Webster is a census-designated place (CDP) in the town of Webster in Worcester County, Massachusetts, United States. The population was 11,412 at the 2010 census.

==Geography==
Webster is located at (42.048981, −71.875602).

According to the United States Census Bureau, the CDP has a total area of 7.7 km^{2} (3.0 mi^{2}), of which 7.5 km^{2} (2.9 mi^{2}) is land and 0.2 km^{2} (0.1 mi^{2}) (2.03%) is water.

==Demographics==

As of the census of 2000, there were 11,600 people, 5,024 households, and 2,868 families residing in the CDP. The population density was 1,544.4/km^{2} (3,996.8/mi^{2}).
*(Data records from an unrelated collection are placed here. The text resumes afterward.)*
PR #2539, opened 2021-04-15
Removed OMIM and updated causative panel for cancer cases

mhkc:
This PR updates the layout of the case view for cancer cases to be better suited to that type of analysis

image

**How to test**:
1. load the demo cancer case
2. navigate to the case view

**Review:**
- [ ] code approved by
- [ ] tests executed by


dnil:
The diagnosis list is under discussion for all really, but perfectly good to start turning it off here already. OMIM isn't very detailed on cancer. But enlighten an RD and inherited cancer person: why no causatives?

scout/server/blueprints/cases/templates/cases/individuals_table.html
```diff
@@ -2,7 +2,7 @@
 {% macro cancer_individuals_table(case, institute, tissues) %}
 <form method="POST" action="{{ url_for('cases.update_cancer_sample', institute_id=institute._id, case_name=case.display_name) }}">
   <div class="card panel-default">
-    <div class="panel-heading">Individuals</div>
+    <div class="panel-heading">Samples</div>
```
dnil, line 5: 👍

scout/server/blueprints/cases/templates/cases/case.html
```diff
@@ -124,21 +126,23 @@ <h4 class="card-header">Case: {{case.display_name}}</h4>
...
-                <div class="card-body d-flex flex-row">
-                  <div class="col-sm-6">
-                    {{ diagnosis_phenotypes(case, institute, omim_terms) }}
-                  </div>
-                  <div class="col-sm-6">
-                    {{ diagnosis_genes(case, institute) }}
-                  </div>
-                </div><!--end of card body-->
-            </div><!--end of card-->
+        {% if not case.track == 'cancer' %}
```
dnil, line 129: :+1:

scout/server/blueprints/cases/templates/cases/case.html
```diff
@@ -91,7 +91,9 @@ <h4 class="card-header">Case: {{case.display_name}}</h4>
       {% endif %}
 
       <div class="row ">
-        <div class="col-xs-12 col-md-6">{{ causatives_list(causatives, partial_causatives, institute, case) }}</div>
+        {% if not case.track == 'cancer' %}
+          <div class="col-xs-12 col-md-6">{{ causatives_list(causatives, partial_causatives, institute, case) }}</div>
```
dnil, line 95: We will need to differentiate further to remove this methinks? At least for inherited cancer and hematology it makes a lot of sense to work with "causative" variants. If you worry about the wording for a complex solid tumor, perhaps we could introduce concepts like "driver, putative" or qualify the case highlighted variants with "actionable", "biomarker" - or make it "phenotypically significant" variants?

dnil (changes requested):

bjhall:
@dnil Personally I don't see the point of having the causative concept for somatic variants in general, but please let me how you are using it for hematology! We often find 2-3 Tier I variants, and I don't know what the point of also marking them as causative (currently it is only possible to select one causative, right?). Sure, marking them as "therapeutic", "prognostic", "actionable" etc would be relevant, but why squeeze that into the "causative" concept?

(As always I think it would be great if geneticists at different sites could reach a consensus about these thinks).

Btw, are you using the "cancer track" in scout for inherited cancer? Otherwise maybe it should be renamed to "somatic" rather than "cancer"? We are currently using the RD track för inherited cancers.

mhkc:
One option could be to add the tier and variant tag information to pinned variants to differentiate variants that are interesting from diagnostic or technical perspective.

image

Or we could add a panel that contains all Tier I and II variants

dnil:
> @dnil Personally I don't see the point of having the causative concept for somatic variants in general, but please let me how you are using it for hematology! 

The important thing I guess is wether to retain three categories - I think we can find a naming that works. I quite agree "causative" is a bit uncomfortable if you have only somatic variants, and even sometimes for germline - e.g. if presymptomatic or otherwise prognostic. How about "Clincal significance"/"Clinically significant"? We would have to check the reception of it obviously,  as "causative" has been with us for many years.

To us, pinned suspects are a mechanism more to flag things for local discussion or to keep an eye on for later than to say they are of clinical interest to report back. Once deemed strong enough - eg after a phenotype has been double checked or a few clinicians consulted - they can graduate from pinned suspect or go back to the hundreds of thousands not reported. 

Also, thats where we currently have the option to differentiate the effects of several different variants (partial causatives currently), and the ones that we primarily track for recurrence - though the classifications could be altered and used for that as well. 

We would need a new view for looking at all old classifications - currently we have the "causatives" view for that.

I guess it may be easier to adhere to the workflow from RD and inherited cancer in hematology where in general, like brain tumors, pediatric tumors etc, usually has a low number of even actual somatic variants. And even fewer of actual clinical interest naturally.

> We often find 2-3 Tier I variants, and I don't know what the point of also marking them as causative is (currently it is only possible to select one causative, right?).

I kind of agree: it makes little sense to mark them "suspect" for later rounds and discussion: I would more or less immediately flag them "causative" if they are clear Tier I. We could always auto-include them on a "clinically sinificant" list if Tier I/II or ACMG P/LP.

> Sure, marking them as "therapeutic", "prognostic", "actionable" etc would be relevant, but why squeeze that into the "causative" concept?

As long as we have a category. We do not have to mark them specifically either - that can always go into comments. 
> (As always I think it would be great if geneticists at different sites could reach a consensus about these thinks).

Have you been to one of our meetings yet? 😉 I think one can really raise an eyebrow when there is unison on any issue, large or small. It is a field still very much in development, despite its age. We have much to learn.
 
> Btw, are you using the "cancer track" in scout for inherited cancer? Otherwise maybe it should be renamed to "somatic" rather than "cancer"? We are currently using the RD track för inherited cancers.

We have a mixed bag there, and the current best-guess roadmap is to mix them even more, and have both germline and somatic views on the same case.

> @dnil One option could be to add the tier and variant tag information to pinned variants to differentiate variants that are interesting from diagnostic or technical perspective.
>
> Or we could add a panel that contains all Tier I and II variants

@mhkc Yes, it seems reasonable to auto-qualify them! I feel there could sometimes be variants of somewhat unknown significance that don't quite fit the category that could be of interest to report, as with VUS in RD or inherited cancer, but I will not press that one. Need to ask around for a consensus. Couldn't like "novel" mutations in established driver genes end up in Tier III sometimes? Or will they always be considered prognostic?

dnil:
tl;dr:
How about renaming "causatives" to "clinically significant" and possibly auto-mark tier I, tier II as causative?

mhkc:
I have fixed those things now so it should be fine to merge it

scout/server/blueprints/cases/templates/cases/utils.html
```diff
@@ -173,33 +173,47 @@ <h5 class="modal-title" id="exampleModalLabel">Beacon submission</h5>
...
+
+{% macro variant_validation_badge(variant) %}
+  {% if variant.sanger_ordered and not variant.validation in ['True positive','False positive'] %}
+    <span class="badge badge-default">Verification ordered</span>
+  {% elif variant.sanger_ordered %}
+    <span class="badge badge-success">Validated</span>
+  {% endif %}
+{% endmacro %}
+
+{% macro tumor_allele_freq(variant) %}
```
dnil, line 185: 👍

scout/server/blueprints/cases/templates/cases/utils.html
```diff
@@ -285,6 +299,27 @@ <h5 class="modal-title" id="exampleModalLabel">Beacon submission</h5>
       {% if not case.causatives|length and not case.partial_causatives|length %}
         No variants marked causative
       {% endif %}
+      <!-- variants with cancer tier I or II -->
+      {% if case.track == 'cancer' %}
+        {% for variant in evaluated_variants %}
+          {% set exp_tiers =  ['1A', '1B', '2C', '2D'] %}
```
dnil, line 305: Also at least P/LP in ACMG right?

scout/server/blueprints/cases/templates/cases/utils.html
```diff
@@ -218,7 +232,7 @@ <h5 class="modal-title" id="exampleModalLabel">Beacon submission</h5>
       <!-- Partial causative variants -->
       {% for variant_phenotypes in partial_causatives %}
         {% set variant = variant_phenotypes.variant %}
-        <div class="list-group-item">
+        <div class="list-group-item list-group-item-action">
```
dnil, line 235: 👍

scout/server/blueprints/cases/templates/cases/utils.html
dnil: It would be less confusing to show each variant only once, but with all badges etc. Consider e.g. if there would be a slightly ambiguous DEL call, that is both Tier 1B, LP and marked causative - one could get the impression there were several similar variants.

dnil (approved):
This is an improvement already, but do consider adding ACMG categories and collapsing the list to display variants only once. There is a risk of confusing the users otherwise.

dnil:
Ok, have a look now! I noticed what in my somewhat starved state seems an odd issue with the RD case suspect and causative list display. I just hid it under if cancer.track tags, but if you immediately see why the assessments are populated for the RD case view but not the cancer one, feel free to fix it. That would perhaps have been a better solution to that whole thing anyway. 🙄 But it can be a later thing. We will anyway want to merge your nice new cancer variantS rank independent view to the RD side, and that would be a good time to also move the assessments fully into cancer.

Screenshot 2021-05-21 at 13 02 44

Screenshot 2021-05-21 at 13 02 32

PR #2540, opened 2021-04-15
Improved check if case was rerunned

### LINKED ISSUE #2534: Almost all prod cases are rerun? -- CG Solna issue --
Check for instance cases from cust003: https://scout.scilifelab.se/cust003. How can it be that almost all their cases are rerun??? Same for cust002.
Cases on scout-stage look OK so should be some parameter used when loading them?

Thanks @emmser for noticing! 🙏

northwestwitch:
Fix #2534 

The database document of a real rerunned case looks like this (example: https://scout.scilifelab.se/cust003/15029):

image

A non-rerunned case that gets the same `rerun` label looks like this (example: https://scout.scilifelab.se/cust003/46):

image

This PR is fixing this behavior.

**How to test**:
- Locally, on master branch, load a case and re-create the database situation shown in the second figure above.
- Make sure that this branch doesn't show the case as rerun in the case list page.

**Expected outcome**:

**Review:**
- [ ] code approved by
- [x] tests executed by CR

### DIFF
--- a/scout/server/blueprints/institutes/controllers.py
+++ b/scout/server/blueprints/institutes/controllers.py
@@ -171,7 +171,14 @@ def cases(store, case_query, prioritized_cases_query=None, limit=100):
         case_obj["assignees"] = [
             store.user(user_email) for user_email in case_obj.get("assignees", [])
         ]
-        case_obj["is_rerun"] = len(case_obj.get("analyses", [])) > 0
+        # Check if case was re-runned
+        analyses = case_obj.get("analyses", [])
+        now = datetime.datetime.now()
+        case_obj["is_rerun"] = (
+            len(analyses) > 1
+            or analyses
+            and analyses[0].get("date", now) < case_obj.get("analysis_date", now)
+        )
         case_obj["clinvar_variants"] = store.case_to_clinVars(case_obj["_id"])
         case_obj["display_track"] = TRACKS[case_obj.get("track", "rare")]
         return case_obj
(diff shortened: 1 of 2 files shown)


northwestwitch:
Local test, after modifying the case like this:

image


Master branch:

image

This branch: 🆗 
image

scout/server/blueprints/institutes/controllers.py
```diff
@@ -171,7 +171,14 @@ def populate_case_obj(case_obj):
         case_obj["assignees"] = [
             store.user(user_email) for user_email in case_obj.get("assignees", [])
         ]
-        case_obj["is_rerun"] = len(case_obj.get("analyses", [])) > 0
+        # Check if case was re-runned
+        analyses = case_obj.get("analyses", [])
+        now = datetime.datetime.now()
+        case_obj["is_rerun"] = (
+            len(analyses) > 1
+            or analyses
```
dnil, line 179: Nice! I worry about the order of checking for existence and use of analyses[0] though; it may be ok but did you test with an old/fake case with empty analyses?

dnil (approved):

scout/server/blueprints/institutes/controllers.py
northwestwitch: One could change the `or analyses` into `or len(analyses) == 1`

northwestwitch: If you have empty analyses 'analyses' is False and you don't get into the condition

northwestwitch: Test with an empty "analysis" array: 

image

Does not crash and of course does not show 'rerun' badge: 🆗 

image

PR #2544, opened 2021-04-15
iSort check only

dnil:
This PR removes the somewhat naive attempt at a modifying iSort action. We may return to that at some point, but checks only for now.

**How to test**:

**Expected outcome**:

**Review:**
- [ ] code approved by
- [ ] tests executed by


.github/workflows/linting_and_fixing.yml
```diff
@@ -40,8 +40,3 @@ jobs:
         # stop the build if there are Python syntax errors or undefined names
         flake8: true
         flake8_args: "scout/ --count --select=E9,F63,F7,F82 --show-source --statistics"
-
-    - name: Run isort
```
northwestwitch, line 44: 👍

northwestwitch (approved):
👍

There were 5,425 housing units at an average density of 722.3/km^{2} (1,869.2/mi^{2}). The racial makeup of the CDP was 93.67% White, 1.34% Black or African American, 0.40% Native American, 1.09% Asian, 1.93% from other races, and 1.57% from two or more races. Hispanic or Latino of any race were 5.07% of the population.

There were 5,024 households, out of which 27.3% had children under the age of 18 living with them, 38.3% were married couples living together, 13.7% had a female householder with no husband present, and 42.9% were non-families. 36.0% of all households were made up of individuals, and 15.6% had someone living alone who was 65 years of age or older. The average household size was 2.26 and the average family size was 2.93.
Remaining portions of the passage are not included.